HUMLEBAEK.- The material is the most important starting point for American artist Tara Donovan (1969), an exhibition of whose work
Louisiana Museum of Modern Art is showing as part of the series Louisiana Contemporary. The exhibition at the museum is the first showing of the artists works in Europe. Donovan knows from innumerable experiments what materials can be used for. She has an eye for their distinctiveness and can sense their qualities, especially those that extend beyond their practical function. It is the aesthetic potential and the constructive capacity of the material and its texture that interest her and which she exploits to the full to form her unique sculptural universe.
Tara Donovan selects objects in one material which she joins together, folds, stacks or otherwise repeats.

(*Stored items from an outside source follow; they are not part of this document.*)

PR #1036, opened 2021-08-17
Add check to avoid mixing usage of security_group_rule and security_group with inline rules

sgavinio:
## Description

Hello, this adds an AWS check to ensure that usage of security groups with inline rules and security group rule resources are not mixed.

Mixing Terraform standalone `security_group_rule` resource and `security_group` resource with inline ingress/egress rules results in rules being overwritten during Terraform apply. 

This is intended behavior as per [terraform](https://github.com/hashicorp/terraform/issues/11011#issuecomment-283076580) but can result in security group rules being overwritten if one is not careful. Big banner warning from terraform [security group docs](https://registry.terraform.io/providers/hashicorp/aws/latest/docs/resources/security_group) :

Screen Shot 2021-08-18 at 7 58 15 AM

## Solution

This adds the check in go where we have  access to the `GetReferencedBlock` function.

In so doing she arrives at a form with an organic, often nature-like formal idiom created by products from our everyday life: metal film tape, drinking straws, glass, cardboard plates, buttons, etc. Donovan works almost ritualistically with the objects and dissolves one formal idiom to create a new one. In her large-format sculptural installations she accumulates hundreds, thousands or hundreds of thousands of identical elements to produce abstract forms that seem to be transformed into everything from clouds and corals to cell structures.
Donovans works are built up on the spot or carefully adapted and matched to the spaces in which they take form. They challenge our accustomed ideas of proportion and our experience and interpretation of the things we sense and navigate among. In an interview in the latest issue of Louisiana Magasin, no. 37, she says: I am striving to be an alchemist and to transcend the material. However, she experiments not only with the materials, but also with the human sensory system.
The exhibition presents eight of the artists works from the years 2004-2012, installed in the Column Hall and the Large Hall on the bottom floor of the East Wing of the museum. Sculpturally, they range from small crystalline growths to large organic landscapes with natural forms as a central reference point. But even though an organic, often nature-like formal idiom seems to be present, the works are still always open to interpretation. Donovan is very aware that she is not simulating nature. It is rather an imitation of natures growth principles the way things grow that holds her interest.
The exhibition at Louisiana has been created in collaboration with the Arp Museum, Bahnhof Rolandseck.
Tara Donovan (1969) lives in New York and has already made her mark on the art scene, most recently with a solo exhibition at the Milwaukee Art Museum. Centre Pompidou in Paris has a work by her in its collection which appeared in the exhibition Elles showing works by the museums female artists.